It’s the start of a new semester on campus. So you know what that means—petri dishes, festering viral gyres, infectious wastelands. As the students unload carfuls of belongings and move back into the dorms, they also bring with them viral strains from around the world. The viral strains easily take hold in the sleep-deprived, weakened immune system of coeds and start to spread across campus. Every doorknob I touch has likely been touched by thousands of students in a given day–thousands of germy, infectious students–so it was only a matter of time before I caught the campus contagion.
Typically my immune system is pretty hearty, and I manage to escape whatever malaise works its way throughout my office. But this time I wasn’t so lucky. Perhaps it was from a doorknob. Perhaps it was from a faucet. Perhaps it was from the student who was sneezing and coughing two feet away from my lectern in class. Regardless of the cause, no amount of triathlon training could help me combat the infection.
Last Friday I woke feeling crummy, and headed to the store to get some zinc. I felt progressively worse as the day went on, and was eager to hit the sack early that evening. Saturday I woke early and convinced myself I was feeling better and justified continuing with my 6 hour trail run.
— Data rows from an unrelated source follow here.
PR #1486, opened 2024-08-07
fix: Completely disable ReplicationClient's auto-reconnection logic

alco:
Some changes to make some types of test failure less likely.

Recent example - https://github.com/electric-sql/electric-next/actions/runs/10256059321/job/28374360808?pr=254. These happen occasionally but are impossible to reproduce deliberately. I suspect the issue is related to the use of persistent slot and auto-reconnection logic that results Postgres delivering a logical message with a lower WAL offset than the one in `ReplicationClient`'s state.


robacourt (approved):
Yeah, seems like the right move. Good work!

Issue #1472, opened 2024-07-12
Add initial observability


balegas:
Add tracing and metrics to the system with OpenTelemetry and setup a backend for collecting data.

Document how to run Electric w/ observability.

PR #1487, opened 2024-08-07
Tracing and host metrics with Opentelemetry

alco:
- [x] use otel collector to collect and export metric
- [x] add new docker-compose for telemetry services
- [x] ~~Do something with statsd metrics~~ collect and export metrics with openTelemetry collector
- [x] Add other exporters for local use
- [x] Learn what was done in our prev observability [PR](https://github.com/electric-sql/electric/commit/febb710e97cc90ccb4cc76e505235989c7e73c96), which seems a lot more comprehensive
- [x] Need to document how to setup
- [x] Need to replace host metric collector with prometheus-based one
- [x] Discuss with team issue with opentelemetry_bandit

Closes https://github.com/electric-sql/electric/issues/1472.


balegas:
Deciding not to add the bandit plugin atm. Follow up PR with better usage of spans when we feel its necesasry.

alco:
@balegas I've just finished testing this. Great work, the setup is working with no issues out of the box, I only had to make a few adjustments.

For some reason I don't see any traces in Honeycomb, only metrics scraped by Prometheus. I have verified that Electric exports trace data to the collector via the `debug` exporter.

Let's merge this and investigate further once we try collecting trace data for a real use case.

robacourt (approved):
Great work!

balegas:
Cool. Thanks guys.
@alco, what has happened to me was that sometimes I would not cleanup the local shapes cache and then the span was never triggered because it is only on the path of creating a snapshot for a shape.

PR #1489, opened 2024-08-07
fix(sync-server): Fix error that occurs when `/shape` response stream is closed before it is complete

### LINKED ISSUE #1440: Error syncing tables from certain size
Commit: 5522305209a46a2ce7516a19676e5a4a700014ad

How I reproduce it

```bash
docker compose -f ${SYNC_DIR}/dev/docker-compose.yml up -d
rm -fr shapes && iex -S mix

# init linearlite state
npm run db:migrate && ISSUES_TO_LOAD=1000 npm run db:load-data

curl -I -X GET http://localhost:3000/v1/shape/issue\?offset\=-1
```

```
13:46:49.899 [error] ** (Plug.Conn.WrapperError) ** (CaseClauseError) no case clause matching: {:error, "closed"}
    (electric 0.2.4) lib/electric/plug/serve_shape_plug.ex:332: anonymous fn/2 in Electric.Plug.ServeShapePlug.send_stream/3
    (elixir 1.17.2) lib/stream.ex:1879: anonymous fn/3 in Enumerable.Stream.reduce/3
    (elixir 1.17.2) lib/stream.ex:273: anonymous fn/4 in Stream.chunk_while_fun/2
    (elixir 1.17.2) lib/stream.ex:1079: Stream.do_transform_each/3
    (elixir 1.17.2) lib/enum.ex:4858: Enumerable.List.reduce/3
    (elixir 1.17.2) lib/stream.ex:1027: Stream.do_transform_inner_list/7
    (elixir 1.17.2) lib/stream.ex:1052: Stream.do_transform_inner_enum/7
    (elixir 1.17.2) lib/stream.ex:1891: Enumerable.Stream.do_each/4
    (elixir 1.17.2) lib/enum.ex:2585: Enum.reduce_while/3
    (electric 0.2.4) lib/electric/plug/serve_shape_plug.ex:1: Electric.Plug.ServeShapePlug.plug_builder_call/2
    (electric 0.2.4) deps/plug/lib/plug/router.ex:246: anonymous fn/4 in Electric.Plug.Router.dispatch/2
    (telemetry 1.2.1) /Users/vbalegas/workspace/electric-next/packages/sync-service/deps/telemetry/src/telemetry.erl:321: :telemetry.span/3
    (electric 0.2.4) deps/plug/lib/plug/router.ex:242: Electric.Plug.Router.dispatch/2
    (electric 0.2.4) lib/electric/plug/router.ex:1: Electric.Plug.Router.plug_builder_call/2
    (bandit 1.5.5) lib/bandit/pipeline.ex:124: Bandit.Pipeline.call_plug!/2
    (bandit 1.5.5) lib/bandit/pipeline.ex:36: Bandit.Pipeline.run/4
    (bandit 1.5.5) lib/bandit/http1/handler.ex:12: Bandit.HTTP1.Handler.handle_data/3
    (bandit 1.5.5) lib/bandit/delegating_handler.ex:18: Bandit.DelegatingHandler.handle_data/3
    (bandit 1.5.5) /Users/vbalegas/workspace/electric-next/packages/sync-service/deps/thousand_island/lib/thousand_island/handler.ex:411: Bandit.DelegatingHandler.handle_continue/2
    (stdlib 6.0.1) gen_server.erl:2163: :gen_server.try_handle_continue/3
    (stdlib 6.0.1) gen_server.erl:2072: :gen_server.loop/7
    (stdlib 6.0.1) proc_lib.erl:329: :proc_lib.init_p_do_apply/3
```

I still get data. Not sure if all, but response looks okay.

```
HTTP/1.1 200 OK
transfer-encoding: chunked
date: Fri, 02 Aug 2024 12:50:26 GMT
cache-control: max-age=1, stale-while-revalidate=3
x-request-id: F-fqU3O1Y71-fa8AAAAi
server: ElectricSQL/0.2.4
access-control-allow-origin: *
access-control-expose-headers: *
access-control-allow-methods: GET, POST, OPTIONS
content-type: application/json; charset=utf-8
x-electric-shape-id: 44524560-1722602809857
x-electric-chunk-last-offset: 0_0
x-electric-schema: {"created":{"type":"timestamptz"},"description":{"type":"text"},"id":{"type":"uuid","pk_index":0},"kanbanorder":{"type":"text"},"modified":{"type":"timestamptz"},"priority":{"type":"text"},"status":{"type":"text"},"title":{"type":"text"},"username":{"type":"text"}}
etag: 44524560-1722602809857:-1:0_0
```

robacourt:
This closes #1440

### DIFF
--- a/packages/sync-service/lib/electric/plug/serve_shape_plug.ex
+++ b/packages/sync-service/lib/electric/plug/serve_shape_plug.ex
@@ -330,12 +330,6 @@ defmodule Electric.Plug.ServeShapePlug do
         {:ok, conn} ->
           {:cont, conn}
 
-        # The documented way to handle closed connections
-        # See https://hexdocs.pm/plug/Plug.Conn.html#chunk/2
-        {:error, :closed} ->
-          {:halt, conn}
-
-        # This also occurs, for example when `curl --head` is used to call the endpoint
         {:error, "closed"} ->
           {:halt, conn}
       end
--- a/packages/sync-service/lib/electric/plug/serve_shape_plug.ex
+++ b/packages/sync-service/lib/electric/plug/serve_shape_plug.ex
@@ -332,6 +332,10 @@ defmodule Electric.Plug.ServeShapePlug do
 
         {:error, "closed"} ->
           {:halt, conn}
+
+        {:error, reason} ->
+          Logger.error("Error while streaming response: #{inspect(reason)}")
+          {:halt, conn}
       end
     end)
   end
--- a/packages/sync-service/lib/electric/plug/serve_shape_plug.ex
+++ b/packages/sync-service/lib/electric/plug/serve_shape_plug.ex
@@ -330,7 +330,13 @@ defmodule Electric.Plug.ServeShapePlug do
         {:ok, conn} ->
           {:cont, conn}
 
+        # The documented way to handle closed connections
+        # See https://hexdocs.pm/plug/Plug.Conn.html#chunk/2
         {:error, :closed} ->
+          {:halt, conn}
+
+        # This also occurs, for example when `curl --head` is used to call the endpoint
+        {:error, "closed"} ->
           {:halt, conn}
       end
     end)
--- a/.changeset/fifty-frogs-warn.md
+++ b/.changeset/fifty-frogs-warn.md
@@ -1,0 +1,6 @@
+---
+"@core/sync-service": patch
+---
+
+Fix error that occurs when a `/shape` response stream is closed before it is complete,
+for example when `curl --head` is used to call the endpoint.


packages/sync-service/lib/electric/plug/serve_shape_plug.ex
```diff
@@ -330,8 +330,14 @@ defmodule Electric.Plug.ServeShapePlug do
...
           {:cont, conn}
 
+        # The documented way to handle closed connections
+        # See https://hexdocs.pm/plug/Plug.Conn.html#chunk/2
         {:error, :closed} ->
           {:halt, conn}
+
+        # This also occurs, for example when `curl --head` is used to call the endpoint
+        {:error, "closed"} ->
+          {:halt, conn}
```
robacourt, line 340: I'm not sure how to test this. The Plug testing framework doesn't seem to have the ability to test this scenario. It's not really an integration test as our client doesn't elicit this behaviour at present. I could write a whole new type of test but it doesn't seem worth it for this one scenario.

packages/sync-service/lib/electric/plug/serve_shape_plug.ex
```diff
@@ -330,8 +330,14 @@ defmodule Electric.Plug.ServeShapePlug do
         {:ok, conn} ->
           {:cont, conn}
 
+        # The documented way to handle closed connections
+        # See https://hexdocs.pm/plug/Plug.Conn.html#chunk/2
```
alco, line 334: Technically, the documented return type is `{:error, term}`, so Plug does not restrict what can be returned from `chunk/2`. I believe that the `{:error, :closed}` tuple in the example code there is either valid for the Cowboy adapter (which was the first one used with Plug historically) or is simply an illustrative example.

Regardless, we should be more liberal in the types of error reasons we accept here. Let's just match against any term and log it as an error.

For the curious, since we're using Bandit instead of Cowboy, here's the underlying implemenation of `chunk` that gets called - https://github.com/mtrudel/bandit/blob/6dd82d9625ddce43685f91f8ab5a3150e1fd6a61/lib/bandit/adapter.ex#L190-L205.

packages/sync-service/lib/electric/plug/serve_shape_plug.ex
alco: From my perspective, an integration tests does not necessarily involve multiple components. I've written the first integration test under `integration-tests/` to verify the behaviour of the server which couldn't be verified inside it: the fact that it halts execution when it encounters a specific error.

But let's not have an unwritten test block this PR from getting merged. Manual testing is good for now.

alco (changes requested):

packages/sync-service/lib/electric/plug/serve_shape_plug.ex
robacourt: Ah, make sense! I might get rid of the `:closed` case then.

As for handling other cases, what's wrong with let it crash?

alco: I believe https://github.com/electric-sql/electric/issues/1440 was raised as an issue to begin with because just letting it crash resulted in a hard-to-read error that seemed to point to a bug in the server.

To fix that, we can match on `{:error, reason}` and log the reason in a way that won't confuse us when we see it in the logs.

robacourt: Ok, good point. It would make for an easier to read error message. I'll update it.

alco: Ah, I think you meant that if there's an error with a reason other than `"closed`", we should let it crash to see if it's pointing at an actual bug?

Fair enough. Though I would love to have some explanation for this `"closed"` reason we're handling in the code. Could be a URL to this issue.

PR #1508, opened 2024-08-10
Yjs Electric provider example

balegas:
A basic codemirror example with Yjs using Electric for sync.

I have removed a lot of stuff I've done in this example to just have the bare minimum. The provider shall work with persistence backend and broadcasting, but right now I removed all that code to keep the ElectricProvider to the bare minimum. I'll add back support for that when I publish the provider.

TODO
- [ ] Readme
- [ ] Review and publish ElectricProvider
- [x] Better App
- [x] Deployment: Provide the pooled url; fix issues with serverless deployment or setup a NextJs server


examples/nextjs-yjs-codemirror/README.md
```diff
@@ -0,0 +1,22 @@
+# Basic Remix example
```
KyleAMathews, line 1: README needs updated

examples/nextjs-yjs-codemirror/app/y-electric.js
```diff
@@ -0,0 +1,409 @@
...
+ */
+const setupShapeStream = (provider) => {
+  if (provider.shouldConnect && provider.operationsStream === null) {
+    provider.connecting = true
+    provider.connected = false
+    provider.synced = false
+
+    provider.operationsStream = new ShapeStream({
+      url: provider.operationsUrl,
+      signal: new AbortController().signal,
```
KyleAMathews, line 97: signals are optional. There's no need to pass one in unless you want the option to abort the stream at some point. Since you're just creating it here and passing it in, you can't do that so might as well remove it.

KyleAMathews (commented):
nice work!

balegas:
**Experimental compaction of YDoc**
I've implemented compaction on the server by creating a new Ydoc, truncating the table and storing the new Ydoc. The truncation causes a shape rotation that will essentially clear the shape and start fresh from the Ydoc checkpoint. 

This obviously isn't a complete implementation as the TRUNCATE also deletes all other Ydocs that we might be storing :D. The idea was to demonstrate the use of shape rotation to clear the log of operations. We should think if we want to expose the delete shape endpoint on the backend or not. The proxy could disallow any requests coming from the user.

examples/yjs-provider/app/y-electric.ts
```diff
@@ -0,0 +1,336 @@
...
+        process.on(`exit`, () => this.exitHandler!())
+      }
+    }
+
+    if (options.connect) {
+      this.connect()
+    }
+  }
+
+  private get operationsUrl() {
```
kevin-dp, line 119: No need to be getters. We never change the `serverUrl` so these urls can be defined as private fields.

kevin-dp (approved):
Amazing job!
Left some comments, nothing major.

examples/yjs-provider/app/y-electric.ts
```diff
@@ -0,0 +1,336 @@
...
+        throw e
+      }
+
+      const handleSyncMessage = (messages: Message<OperationMessage>[]) => {
+        messages.forEach((message) => {
+          if (isChangeMessage(message) && message.value.op) {
+            const decoder = message.value.op
+            const encoder = encoding.createEncoder()
+            encoding.writeVarUint(encoder, messageSync)
+            const syncMessageType = syncProtocol.readSyncMessage(
```
KyleAMathews, line 235:
```suggestion
            syncProtocol.readSyncMessage(
```

examples/yjs-provider/app/electric-editor.tsx
```diff
@@ -0,0 +1,104 @@
...
+      extensions: [
+        keymap.of([...yUndoManagerKeymap]),
+        basicSetup,
+        javascript(),
+        EditorView.lineWrapping,
+        yCollab(ytext, awareness),
+      ],
+    })
+
+    const view = new EditorView({ state, parent: editor.current ?? undefined })
```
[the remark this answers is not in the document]
balegas: yes. it puts the editor under some element in the DOM

examples/yjs-provider/app/electric-editor.tsx
```diff
@@ -0,0 +1,104 @@
...
+  }
+
+  useEffect(() => {
+    if (typeof window === `undefined`) {
+      return
+    }
+
+    if (typeof window !== `undefined` && !network) {
+      awareness = new Awareness(ydoc)
+      network = new ElectricProvider(
```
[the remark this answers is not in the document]
balegas: Can't remember the story behind this, but made the suggested changes and it works

examples/yjs-provider/app/y-electric.ts
```diff
@@ -0,0 +1,336 @@
...
+  sync: (state: boolean) => void
+  synced: (state: boolean) => void
+  status: (status: {
+    status: `connecting` | `connected` | `disconnected`
+  }) => void
+  // eslint-disable-next-line quotes
+  "connection-close": () => void
+}
+
+const messageSync = 0
```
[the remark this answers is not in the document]
balegas: Might leave this one here because that is the message code for the protocol

examples/yjs-provider/app/y-electric.ts
balegas: A lot has changed :)

examples/yjs-provider/app/api/operation/route.ts
```diff
@@ -0,0 +1,62 @@
...
+      await saveAwarenessOperation(room, op, clientId, pool)
+    }
+
+    return NextResponse.json({})
+  } catch (e) {
+    const resp = e instanceof Error ? e.message : e
+    return NextResponse.json(resp, { status: 400 })
+  } finally {
+    if (connected) {
+      pool.end()
```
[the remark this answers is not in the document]
balegas: The code was a mix of things I tried to make work in the past. I've changed this code a bit now. Thanks for highlighting this.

I somehow made it through that workout but came home and crashed hard. Sunday I felt even worse. Monday I still felt junky, but tried to rationalize a 6 mile run. I completed the run, but came home to the worst GI distress I have ever experienced (still don’t know why that happened). Finally, after multiple people saying “maybe all you need is a rest day”, I took Tuesday off. I’ll admit, I experienced HUGE amounts of “but my plan says I need to do THIS” guilt, but I sought reassurance from friends that rest was a good idea. And you know what? I think it helped. This morning I woke up feeling much better (although now it’s moved down into my chest and I have a delightful mucousy cough) but I made it through 8 easy miles feeling great.
I know that I probably SHOULD take more than just one day off to fight this thing, and I should probably just stay at home and try to rest, but it’s really hard for me to do nothing unless I’m truly sick. For me, that’s defined by a fever. I’ve been obsessively taking my temperature and it’s normal, so my brain keeps telling me I SHOULD keep working and I SHOULD keep training. Why do we type A athletes always do this to ourselves?
How do you handle being “sort of” sick? What’s your criteria for rest days?